A good vodka is hard to find. Sure, in something like Penne alla Vodka (or even in Dirty Martini Chicken) any old vodka will do, since you likely won’t taste its flavor, even as it enhances the aroma and flavors of your sauce. But in the vodka cocktails you know and love—your Moscow mules, your cosmos, your Poo Drivers—finding the right spirit is the difference between after-work nirvana and grimace-inducing jet fuel.

As cocktail writer and The Encyclopedia of Cocktails author Robert Simonson explains, vodka is no longer made exclusively with potatoes, as it was decades ago. “Vodka can be made from anything,” he says. “As it became more popular, it was just made with whatever was available.” That means everything from wheat to beets to rye to rice can be turned into vodka these days. Those core ingredients are combined with water and fermented with yeasts for one to two weeks. Then, after the fermentation process, vodka is distilled.

That last step is important. Many vodkas advertise that they’ve been distilled several times. The reason why, Simonson explains, is because additional distillation results in a smoother, more neutral flavor, which is what appeals to the average consumer. Fewer distillations mean the vodka retains more of the character from the material used to make it—the grains, beets, what have you—though it’s admittedly more intense to drink and trickier to mix into cocktails.

The best vodka should be a chameleon: subtle enough to turn into drinks (hello, Bloody Mary) but self-sufficient enough to pour over ice and call it a day.

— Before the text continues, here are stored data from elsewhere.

PR #3835, opened 2021-01-25
Cut release v0.59.1

rfk:
This is in service of the XCode update in https://github.com/mozilla/application-services/pull/3833

### DIFF
--- a/.buildconfig-android.yml
+++ b/.buildconfig-android.yml
@@ -1,4 +1,4 @@
-libraryVersion: 0.59.0
+libraryVersion: 0.59.1
 groupId: org.mozilla.appservices
 projects:
   fxaclient:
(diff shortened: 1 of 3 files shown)


rfk:
Sorry @lougeniaC64, I should have said like 10 times as many words for context-setting here.

@st3fan is trying to make a point-release of Lockwise, which is currently on an old release (v0.59.0) of appservices. To get it to build we need a version of appservices build with a newer XCode, which was the trigger for #3833. This is a point-release to get that change out in a build, so it's targetting the `release-v0.59` branch rather than `main`.

lougeniaC64 (approved):

rfk:
AFAIK this build worked out OK, now we just have to merge it to master for completeness.

PR #3839, opened 2021-01-28
Leverage more of serde for autofill

mhammond:
This PR:

* allows us to use serde for guids (which my tests will want)
* exposes a new `JsonError` so we can use `?` on serde-related functions.
* Moves some serde "default" attributes from the fields to the container - if we want to insist on some fields then we should probably do something other than just causing a serde error.

Most of this is really just for tests, but I thought I'd split it out to keep that other branch less painful!

### DIFF
--- a/Cargo.lock
+++ b/Cargo.lock
@@ -178,6 +178,7 @@ dependencies = [
  "serde_json",
  "sql-support",
  "sync-guid",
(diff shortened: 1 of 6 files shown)


lougeniaC64 (approved):
LGTM!

PR #3842, opened 2021-01-29
WIP for exposing address metadata and rationalizing some structs

mhammond:
In the sync branch I discovered that we need to expose some metadata to
the consuming app - eg, so Fenix knows how often an address/creditcard
has been used.

As a part of this, I tried to rationalize some of the structs used.
This is a fairly large change, but I think it simplifies things.

Of special note:

* By adding a new `guid` param to `update_address()`, I've been able to 
  reuse the same struct as `add_address()`, which is good because
  `update_address()` shouldn't be able to update that metadata.

* Only addresses so far - I'll do creditcard if you think it's worth
  continuing with.

* No tests have been updated - `cargo check` works, but tests don't.
  These should also be easy.

* I replaced the `ExternalizeAddress` trait with the builtin `From/Into`
  mechanism.

Let me know what you think!

### DIFF
--- a/components/autofill/sql/create_shared_schema.sql
+++ b/components/autofill/sql/create_shared_schema.sql
@@ -3,7 +3,7 @@
 -- file, You can obtain one at http://mozilla.org/MPL/2.0/.
 
 CREATE TABLE IF NOT EXISTS addresses_data (
-    guid          TEXT NOT NULL PRIMARY KEY,
+    guid                TEXT NOT NULL PRIMARY KEY,
     given_name          TEXT NOT NULL,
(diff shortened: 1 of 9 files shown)


mhammond:
Ended up fixing the tests :)

lougeniaC64 (approved):
I really like the simplicity of the structs in this refactor!  The changes to the address `update` call may pave the way for a smarter design for the credit card `update` as well. We'll probably need to discuss our merge strategy for this PR and the [sync15 work](https://github.com/mozilla/application-services/tree/add-autofill-sync15) but otherwise LGTM!

PR #3844, opened 2021-01-29
Upgrade to Glean 34.0.0

badboy:
---

New update. Given that there just was a release of application-services it's not super critical to get that out in a release quickly.


rfk (approved):
CI says 👍, so 👍; thanks @badboy!

PR #3847, opened 2021-02-01
Update documentation to reflect that iOS now builds a dylib.

rfk:
Because:
* We recently switched from building a static library on iOS to
  building dynamic library (ref #3822).
* Several places in our docs explicitly mention that iOS builds
  are static libraries.

This commit:
* Updates the documentation to note that iOS builds are dynamic
  libraries.
* Deliberately doesn't try to say anything clever about custom megazords
  on iOS, since that's very much still to do.

### DIFF
--- a/CHANGELOG.md
+++ b/CHANGELOG.md
@@ -8,6 +8,12 @@
  - Updated nimbus-sdk to 0.7.1
  - Updated Android Components to 71.0.0
 
+## iOS
+
+### What's Changed
+ - The `MozillaAppServices.framework` artifact now contains a dynamically-linked library
+   rather than a static library.
+
 # v68.1.0 (_2020-12-17_)
 
 [Full Changelog](https://github.com/mozilla/application-services/compare/v68.0.0...v68.1.0)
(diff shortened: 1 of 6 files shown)


CHANGES_UNRELEASED.md
```diff
@@ -3,3 +3,5 @@
 # Unreleased Changes
 
 [Full Changelog](https://github.com/mozilla/application-services/compare/v69.0.0...main)
+
+- The bundled version of Glean has been updated to v34.0.0.
```
rfk, line 7: Yeah OK, this was an unrelated changes, but I added it because I was messing around with changelogs already...

CHANGELOG.md
```diff
@@ -8,6 +8,12 @@
  - Updated nimbus-sdk to 0.7.1
  - Updated Android Components to 71.0.0
 
+## iOS
+
+### What's Changed
+ - The `MozillaAppServices.framework` artifact now contains a dynamiclly-linked library
```
mhammond, line 14: nit: typo in "dynamically"

mhammond (approved):

PR #3854, opened 2021-02-04
Cut release v70.0.0

rfk:


CHANGELOG.md
```diff
@@ -1,3 +1,26 @@
...
+
+### ⚠️ Breaking changes ⚠️
+
+- The `NewCreditCardFields` record is now called `UpdatableCreditCardFields`.
+- The `NewAddressFields` record is now called `UpdatableAddressFields`.
+
+### What's Changed
+
+- The `CreditCard` and `Address` records now exposes additional metadata around timestampes.
+- The ability to sync incoming address records has been added.
```
mhammond, line 22: That's not true :) The basis for it has landed, but I don't think that's worth calling out.

CHANGELOG.md
```diff
@@ -1,3 +1,26 @@
...
+
+- The bundled version of Glean has been updated to v34.0.0.
+- The bundled version of the Nimbus SDK has been updated to v0.7.2.
+
+## Autofill
+
+### ⚠️ Breaking changes ⚠️
+
+- The `NewCreditCardFields` record is now called `UpdatableCreditCardFields`.
+- The `NewAddressFields` record is now called `UpdatableAddressFields`.
```
mhammond, line 17: There's actually another change I should have mentioned in the last review - `update_address` and `update_credit_card` have had their signature changed - both now take the GUID to update as a param. I don't think it matters in practice though given our zero consumers.

mhammond (approved):

CHANGELOG.md
rfk: Ah, thanks. I agree the details of breaking changes here probably aren't too important in practice yet.

PR #3855, opened 2021-02-04
Fix a-c smoketest script for upstream changes.

rfk:
The android-components repo now contains one component whose build
file is `build.gradle.kts` rather than `build.gradle`, so we need
to tweak our script to accommodate it.


mhammond (approved):
r+ all the things

rfk:
@mhammond thanks :-)

TBH I wasn't expecting anyone to get to these until tomorrow; my mental model of the world had you out for the rest of the day because of the melb lunch, but I forgot that's much less of a trip for you than it usually is for me 😆

PR #3857, opened 2021-02-05
Code cleanup for autofill incoming logic 

lougeniaC64:
Addressing the comments from PR ##3808

### DIFF
--- a/components/autofill/src/sync/address/incoming.rs
+++ b/components/autofill/src/sync/address/incoming.rs
@@ -31,16 +31,27 @@ pub fn stage_incoming(
     let mut incoming_tombstones = Vec::with_capacity(incoming_payloads.len());
 
     for payload in incoming_payloads {
+        let payload_id = payload.id.clone();
+        let payload_is_tombstone = payload.deleted;
         log::trace!(
             "incoming payload {} (deleted={})",
-            payload.id,
-            payload.deleted
+            payload_id,
+            payload_is_tombstone,
         );
-        match payload.deleted {
-            // XXX - unwraps below should be removed. We probably want to handle
-            // the error and log then ignore the error.
-            true => incoming_tombstones.push(payload.into_record::<AddressRecord>().unwrap()),
-            false => incoming_records.push(payload.into_record::<AddressRecord>().unwrap()),
+
+        match payload.into_record::<AddressRecord>() {
+            Ok(address) => {
+                if payload_is_tombstone {
+                    incoming_tombstones.push(address);
+                } else {
+                    incoming_records.push(address);
+                }
+            }
+            Err(e) => log::error!(
+                "failed to deserialize incoming payload {} into `AddressRecord`, {}",
+                payload_id,
+                e,
+            ),
         };
     }
     save_incoming_records(conn, incoming_records, signal)?;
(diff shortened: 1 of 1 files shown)


components/autofill/src/sync/address/incoming.rs
```diff
@@ -118,18 +126,18 @@ fn save_incoming_tombstones(
...
             let sql = format!(
                 "INSERT OR REPLACE INTO temp.addresses_tombstone_sync_staging (
                     guid
                 ) VALUES {}",
                 sql_support::repeat_multi_values(chunk.len(), chunk_size)
             );
-            let mut params = Vec::with_capacity(chunk.len() * chunk_size);
+            let mut params = Vec::with_capacity(chunk.len());
             for record in chunk {
                 signal.err_if_interrupted()?;
```
mhammond, line 142: While this isn't part of your patch, `err_if_interrupted` should move out of this loop, and just called once per chunk.

(and once you do that, this entire loop could be replaced with `let params: Vec<&dyn ToSql> = chunk.iter().map(|r| &r.guid as &dyn ToSql).collect();` - but I'm fine with keeping the loop explicit if you think it's clearer.

components/autofill/src/sync/address/incoming.rs
```diff
@@ -31,16 +31,24 @@ pub fn stage_incoming(
     let mut incoming_tombstones = Vec::with_capacity(incoming_payloads.len());
 
     for payload in incoming_payloads {
+        let payload_id = payload.clone().id;
+        let payload_is_tombstone = payload.clone().deleted;
```
mhammond, line 35: `.deleted` is a bool, so there should be no need to clone here at all!

mhammond (changes requested):
Thanks for taking this on - just a few changes!

components/autofill/src/sync/address/incoming.rs
```diff
@@ -266,18 +275,17 @@ fn get_incoming_record_states(conn: &Connection) -> Result<Vec<IncomingState>> {
     Ok(conn
         .conn()
         .query_rows_and_then_named(sql_query, &[], |row| -> Result<IncomingState> {
-            // XXX - change these to something like `mirror_exists` - that's how they are used.
-            let mirror_guid: Option<SyncGuid> = row.get_unwrap("m_guid");
-            let local_guid: Option<SyncGuid> = row.get_unwrap("l_guid");
-            let tombstone_guid: Option<SyncGuid> = row.get_unwrap("t_guid");
+            let mirror_exists: Option<SyncGuid> = row.get_unwrap("m_guid");
```
mhammond, line 278: Sorry, I missed this yesterday, but in that comment I meant that `mirror_exists` etc should become a bool as the guid is never actually used - ie, something like `mirror_exists = row.get_unwrap("m_guid").is_some();`- that doesn't work for the tombstone though because we actually use the guid.

components/autofill/src/sync/address/incoming.rs
```diff
@@ -118,22 +129,20 @@ fn save_incoming_tombstones(
     signal: &dyn Interruptee,
 ) -> Result<()> {
     log::info!("staging {} incoming tombstones", incoming_tombstones.len());
-    let chunk_size = 1; // XXX - chunk_size of 1 seems wrong?
     sql_support::each_sized_chunk(
         &incoming_tombstones,
-        sql_support::default_max_variable_number() / chunk_size,
+        sql_support::default_max_variable_number(),
```
mhammond, line 134: I thought I wrote this yesterday but apparently not :( I think you can change here to use `sql_support::each_sized` and drop the 2nd param, and `sql_support::repeat_multi_values` can change to `sql_support::repeat_sql_values` which also means you can drop the 2nd param, so that odd `chunk_size` can be removed entirely.

mhammond (changes requested):
Sorry about missing these yesterday :(

mhammond (approved):
Lovely!

PR #3860, opened 2021-02-09
Allow *_COMMON_COLS/VALS to be used in more places

mhammond:
Seems worthwhile to be able to use these constants in more places - WDYT?


lougeniaC64:
Yep, let's do it!

lougeniaC64 (approved):

PR #4103, opened 2021-05-14
pin more python package versions to satisfy --require-hashes

mhammond:
welp, that will teach me to merge dependabot PRs :/ Let's see if this makes things green again...


mhammond:
Let's fight this yak another day.

PR #4105, opened 2021-05-14
Run cargo update and fix related license/dependency bustage

mhammond:
I suspect this will also fix code coverage.

Narrator: it did not. The reason I thought it might is that our coverage task is failing with:

```
error[E0557]: feature has been removed
  --> /usr/local/cargo/registry/src/github.com-1ecc6299db9ec823/extprim-1.7.1/src/lib.rs:58:81
   |
58 | #![cfg_attr(extprim_channel="unstable", feature(llvm_asm, test, specialization, const_fn))]
   |                                                                                 ^^^^^^^^ feature has been removed
   |
```
and thought I saw an update that might address this, but I misread (even though a package `const_fn` has been removed, I think that's just a coincidence and extprim isn't touched)

And the dependency checker seems to hate me for glean-shaped reasons I'm still trying to work out.

### DIFF
--- a/tools/dependency_summary.py
+++ b/tools/dependency_summary.py
@@ -260,6 +260,15 @@ PACKAGE_METADATA_FIXUPS = {
             "fixup": "https://raw.githubusercontent.com/rust-lang/futures-rs/master/LICENSE-APACHE",
         }
     },
+    "typenum": {
+        "license": {
+            "check": "MIT OR Apache-2.0"
+        },
+        "license_file": {
+            "check": None,
+            "fixup": "LICENSE-APACHE",
+        }
+    },
     # These packages do not include their license file in their release distributions,
     # so we have to fetch it over the network. Each has been manually checked and resolved
     # to a final URL from which the file can be fetched (typically based on the *name* of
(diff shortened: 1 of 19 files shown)


mhammond:
The `into_string()` changes are unfortunate, but sadly that was deprecated in the same version that the new technique was introduced - so we can't land that part before the cargo update (as the `String::from()` changes do not work) and can't land it after (as clippy will fail). I guess we could `allow` that lint failure, but I figured we might as well fix it.

tools/dependency_summary.py
```diff
@@ -669,19 +723,6 @@
             "fixup": "https://raw.githubusercontent.com/LeopoldArkham/humansize/master/LICENSE-APACHE",
         }
     },
-    # cpuid-bool has been renamed to cpufeatures - it's a transitive dependency, so
-    # we expect this to become unnecessary as the dependent crate updates.
```
rfk, line 673: Oh hey, nice when a little wish from a code comment actually comes to pass 😁

rfk (approved):
This LGTM. Thanks for digging through the thorny details here @mhammond!

PR #4111, opened 2021-05-17
Enable the `bundled` feature of `rusqlite` when building `support/guid`.

rfk:
Most of our other crates enable either `bundled` or `sqlite` when building
`rusqlite`, but the `support/guid` crate does neither. This seems to result
in build errors when the user doesn't have a system-level build of sqlite
available. Let's be consistent across all the crates.

Unless this is going to subtly break something in other parts of the build..?

### DIFF
--- a/components/support/guid/Cargo.toml
+++ b/components/support/guid/Cargo.toml
@@ -6,7 +6,7 @@ license = "MPL-2.0"
 edition = "2018"
 
 [dependencies]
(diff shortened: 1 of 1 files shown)


mhammond (approved):

rfk:
I'm going to go ahead and merge this as it blocks some other PRs, but @dmose I would still welcome you weighing in if this sets off any alarm bells about sqlite+rust build errors.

That is what we set out to find in this month’s taste test.

How we set up our blind taste test

Vodka should start out colder than hell frozen over, no matter how you’re enjoying it. We froze our 11 bottles until they were frosty. Vodka is happy to live in your freezer indefinitely; its freezing point (about minus 16°F) is below the temperatures of most freezers (usually around 0°F). We tasted a sip of each chilled vodka straight up, followed by a sip of a martini made with the same vodka for a total of 22 (!) tastes. Admittedly, that’s a lot of vodka to drink in the middle of the work day, but we all made it out alive, mostly.

For our martini recipe, we turned to cocktail connoisseur and all-around mensch Stanley Tucci. Stanley, who I’d like to think I’m on a first-name basis with, prefers an extra-dry martini; that is, with vermouth stirred into ice in a beaker, then discarded (also known as a wash). But to distinguish our martini further from the straight vodka tasting, we kept the vermouth. Forgive us, Stanley! It was for science!

Side view of a martini glass filled with a lemon twist peeking over its edge.

Gin or vodka? Stanley Tucci’s martini recipe allows for either, depending on your mood. Just make sure it’s stirred, never shaken.

View Recipe

How we picked the products

There are hundreds of brands of vodka out there—from craft-made to ultrarare special editions to candy-flavored varieties. We stayed away from those and instead looked at the most popular vodka brands across the US based on sales data. We also put a call out to the Bon Appétit staff, asking their preferred vodkas. After distilling (pun!) all this information, we narrowed down to 11 picks. This taste test covers the vodkas you’ll find in most liquor stores and bars, so you can choose the best bottle in any environment—from your local dive to a glitzy cocktail spot to your own bar cart at home.

How our editors evaluated

In some taste tests, like mac and cheese or boxed brownies, the difference between contenders is obvious before we even take a bite. This was not the case with vodka. Each glass was filled with the same clear liquid, so we had to zero in on flavor here. When we asked our taste testers what they wanted in a vodka, they threw out words like “smooth,” “neutral,” and “something that doesn’t taste like battery acid.” To us, the ideal vodka falls somewhere between silky and tasteless and intense and flavorful. We wanted to be able to detect a few delicate flavors—herbal, floral, malty, or anything else, for that matter—with a peppery, boozy finish.